BREAK COVID RULES, PAY THE PRICE

As reported previously in the Trends Journal, the province of Victoria, Australia has imposed some of the longest and strictest quarantines in the world despite the minute amount of deaths from the virus (820 deaths in a population of nearly 6.4 million or 0.013 percent).
In addition to destroying businesses and causing suffering from isolation, for one man, his love of chicken curry cost him a chunk of his bank account.
In Melbourne, Noel Atkinson, a 48-year old construction worker who had emigrated from India, drove about 18 miles from his home to a Melbourne restaurant that cooked his favorite curry dish. As it turned out, he never got the curry. Police, seeing a driver breaking a quarantine curfew restriction, pulled him over and imposed a fine of U.S. $1,230.
Mr. Atkinson was both perplexed and outraged, telling an interviewer, “I just had a craving for the curry. It reminded me of home.”
As an essential worker in construction, Mr. Atkinson was allowed to travel more during the day than most. He didn’t realize driving to the restaurant in the evening was against the quarantine. He told the interviewer, “I have to risk my life to go to work, but I can’t risk my own life to get food. That’s a bit unfair.”
“Breathtakingly Arrogant”?
On 31 August, another Australian suffered the indignity and expense of a minor quarantine infraction. In Perth, police caught a man using a ladder to sneak out of his hotel room to visit his girlfriend. 
The man, Yusuf Karakaya, had flown to Perth from Sydney after being given an exemption to travel to see his uncle. Visiting quarantine rules required he restrict all movements to his hotel room for 14 days. But he was seen sneaking out a window of his room where a friend waited for him with a car. 
According to the ABC News affiliate in Australia, the man was arrested. When it came out that he had been sneaking out to see his girlfriend a number of times before being caught, the judge ordered him to jail where he had to serve one month of a six-month suspended sentence. During sentencing, the judge told the man, “Your actions were reckless… you chose to roll the dice with other people’s lives and that is breathtakingly arrogant.”
Around that same time, another Perth resident was fined $3,000 after a citizen reported to the police that the man was seen walking to a nearby beach. Turned out he had not yet spent the imposed 14-day quarantine after returning from overseas.
A professor of economics at RMIT University in Melbourne, Robert Hoffman, commented, “Everyone is operating in a crazy world where our normal rational decision-making goes out the window.”
Global Insanity
More recently, on 7 December, police in Taiwan issued a $3,500 fine after a man broke the quarantine rule for less than 10 seconds. CNN reported that the man fined was a Philippine migrant worker required to maintain a 14-day quarantine. Surveillance cameras installed in the hotel where he was staying caught him leaving his room, and a staff member immediately called in the Department of Health.
According to Business Insider, “Health officials said the man had left his room for eight seconds to leave something at the door of his friend, who was staying on the same floor of the hotel.” 
Throughout most of western Europe, as new restrictions were imposed in the autumn to deal with the so-called “second wave,” more people began breaking curfews and quarantines, demanding more freedom. In response, governments are getting tougher:

  • Belgian Prime Minister Alexander De Croo made it clear in a TV interview last October that, “We won’t be issuing any warnings anymore. Those who don’t follow the rules get a €250 fine [$294], to be collected immediately.”
  • In Italy, new rules include mandatory face masks outdoors with fines in the €400 to €1,000 range. Breaking quarantine can lead to 18 months in jail and a €5,000 ($6,000) fine.
  • In Canada, police have issued over 70 fines for violation of the country’s Quarantine Act. According to the Public Health Agency of Canada, more than one million people entering the country since the spring were forced into a 14-day quarantine with close to 250,000 travelers cited by police as potential violators. Fines ranged up to $1,275.
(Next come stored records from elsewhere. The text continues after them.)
PR #140, opened 2015-05-22
47252 public keyprovider

mikerhodes:
This PR simply exposes a Datastore's key provider to the outside world. This is primarily intended so that the Query index code and the Attachments code can get access to the key provider.

reviewer @emlaver 
reviewer @tomblench


tomblench:
Looks reasonable to me, but I have a style question. I seem to recall you had a campaign to abolish 'simple getters' in favour of making the class member `public final`, so which is appropriate?

It seems we have a mixture in `BasicDatastore`, does it depend on whether we expect the getter to perform additional logic/preconditions?

mikerhodes:
Here, I think we need to use the getter approach because of exposing the attribute via the `Datastore` interface.

tomblench:
:+1:

emlaver:
I agree with using the getter approach.  +1

PR #143, opened 2015-05-27
Correctly persist and send length & encoded_length values

tomblench:
*What* persist to the local DB the `length` and `encoded_length` metadata properties when they are sent with attachments.
*Why* currently this data is not persisted or used to check that the actual length equals the indicated length.
*How* update various Attachment classes and related methods to take `length` and `encoded_length` arguments and assert that actual attachment length equals signalled attachment length
*Testing* some covered by existing tests, more TODO

reviewer @rhyshort 
reviewer @mikerhodes


sync-core/src/main/java/com/cloudant/sync/datastore/AttachmentManager.java
```diff
@@ -170,6 +171,8 @@ protected PreparedAndSavedAttachments prepareAttachments(Collection<? extends At
 
         for (Attachment a : attachments) {
             if (!(a instanceof SavedAttachment)) {
+                // TODO FIXME the attachment will be an unsaved stream/file attachment
+                // so we potentially need to think about what the different lengths will be before/after zipping, amongst other things
```
rhyshort: Is this going to be handled in this PR or a later PR?

sync-core/src/main/java/com/cloudant/sync/datastore/PreparedAttachment.java
```diff
@@ -58,5 +107,8 @@ public PreparedAttachment(Attachment attachment,
     public final Attachment attachment;
     public final File tempFile;
     public final byte[] sha1;
+    public final long length;
+    public final long encodedLength;
+
```
rhyshort: Can we get these properties pushed to the top of the file?

sync-core/src/main/java/com/cloudant/sync/datastore/PreparedAttachment.java
```diff
@@ -32,6 +32,48 @@
...
+        this.encodedLength = encodedLength;
+        FileInputStream tempFileIS = null;
+        try {
+            FileUtils.copyInputStreamToFile(attachment.getInputStream(), tempFile);
+            long expectedLength;
+            if (this.attachment.encoding == Attachment.Encoding.Plain) {
+                expectedLength = length;
+            } else {
+                expectedLength = encodedLength;
+            }
```
mikerhodes: Shouldn't the replicator code be making this check? I'm not sure PreparedAttachment needs to check this, it's not its job to validate stuff.

sync-core/src/main/java/com/cloudant/sync/datastore/PreparedAttachment.java
```diff
@@ -46,6 +88,13 @@ public PreparedAttachment(Attachment attachment,
         FileInputStream tempFileIS = null;
         try {
             FileUtils.copyInputStreamToFile(attachment.getInputStream(), tempFile);
+            if (this.attachment.encoding == Attachment.Encoding.Plain) {
+                this.length = tempFile.length();
+                this.encodedLength = 0;
```
mikerhodes: Isn't this also tempfile.length()?

sync-core/src/main/java/com/cloudant/sync/datastore/SavedAttachment.java
```diff
@@ -68,14 +78,10 @@ public boolean shouldInline(PushAttachmentsInline inlinePreference) {
...
 
-    public long getSize() {
-        return file.length();
-    }
-
     protected final long revpos;
     protected final long seq;
     protected final byte[] key;  // sha of file, used for file path on disk.
+    protected final long length;
+    protected final long encodedLength;
```
rhyshort: Can we get these properties pushed to the top of the file?

mikerhodes:
Can this commit be split up? It does a whole bunch of stuff. At least the validation logic for incoming replicated attachments can live in a separate commit, but really there could be at least one each for migrating SavedAttachment and PreparedAttachment for using the length from the database and from the replicator respectively.

sync-core/src/main/java/com/cloudant/sync/datastore/AttachmentManager.java
```diff
@@ -213,13 +240,9 @@ protected Attachment getAttachment(SQLDatabase db, BasicDocumentRevision rev, St
...
             if (c.moveToFirst()) {
-                int sequence = c.getInt(0);
-                byte[] key = c.getBlob(2);
-                String type = c.getString(3);
-                int encoding = c.getInt(4);
-                int revpos = c.getInt(7);
+                byte[] key = c.getBlob(c.getColumnIndex("key"));
                 File file = fileFromKey(key);
-                return new SavedAttachment(attachmentName, revpos, sequence, key, type, file, Attachment.Encoding.values()[encoding]);
+                return new SavedAttachment(file, c);
```
mikerhodes: I'd leave the reading of the values from the database in AttachmentManager, rather than spread database knowledge around. Particularly as you read some values from the cursor here and some in SavedAttachment.

sync-core/src/main/java/com/cloudant/sync/datastore/RevisionHistoryHelper.java
```diff
@@ -195,7 +195,8 @@ public static MultipartAttachmentWriter createMultipartWriter(BasicDocumentRevis
                         mpw = new MultipartAttachmentWriter();
                         mpw.setBody(revision);
                     }
-                    mpw.addAttachment(att);
+                    mpw.addAttachment(savedAtt,
+                            savedAtt.encoding == Attachment.Encoding.Plain ? savedAtt.length : savedAtt.encodedLength);
```
mikerhodes: We have similar logic to this in several places. Could we localise into methods like "dataLength" and "onDiskLength" somewhere?

tomblench: I'm glad you mentioned this because I had similar thoughts. I was trying to keep as closely as possible to the couch metadata model but this nasty pattern arises. As suggested I think I'll add a method to SavedAttachment called "onDiskLength" because that's as literal and clear as you can get.

sync-core/src/main/java/com/cloudant/sync/datastore/SavedAttachment.java
```diff
@@ -54,7 +66,7 @@ public InputStream getInputStream() throws IOException {
     }
 
     public boolean isLarge() {
-        return this.getSize() > largeSizeBytes;
+        return this.encodedLength > largeSizeBytes;
```
mikerhodes: Isn't encodedLength zero if the thing isn't encoded?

TRENDPOST: In fighting the COVID War, the “authorities” are making up rules and regulations as they march forward and move backward.
The CDC continues to make it up as they go along. At first, they said wearing masks were ineffective to stop the virus, but, then, after getting political pressure, they said we should wear them. (See our 3 November article, FACING THE TRUTH, PART II: MORE EVIDENCE MASKS ARE INEFFECTIVE.”)
Now, after telling people they must quarantine for 14 days if they came from another nation/state/city or were exposed to someone with the virus or had caught it, on 2 December, the CDC changed their minds, stating “a 14-day quarantine can impose personal burdens that may affect physical and mental health as well as cause economic hardship that may reduce compliance.” 
Then, just eight days later, the CDC endorsed the longer, more taxing restriction: CDC continues to endorse quarantine for 14 days and recognizes that any quarantine shorter than 14 days balances reduced burden against a small possibility of spreading the virus.” 
Yet, despite the “small possibility of spreading the virus,” people’s lives and livelihoods continue to be regulated and tampered with by outside forces which have been ordained by the media and governments as the sole authorities to regulate much of humanity.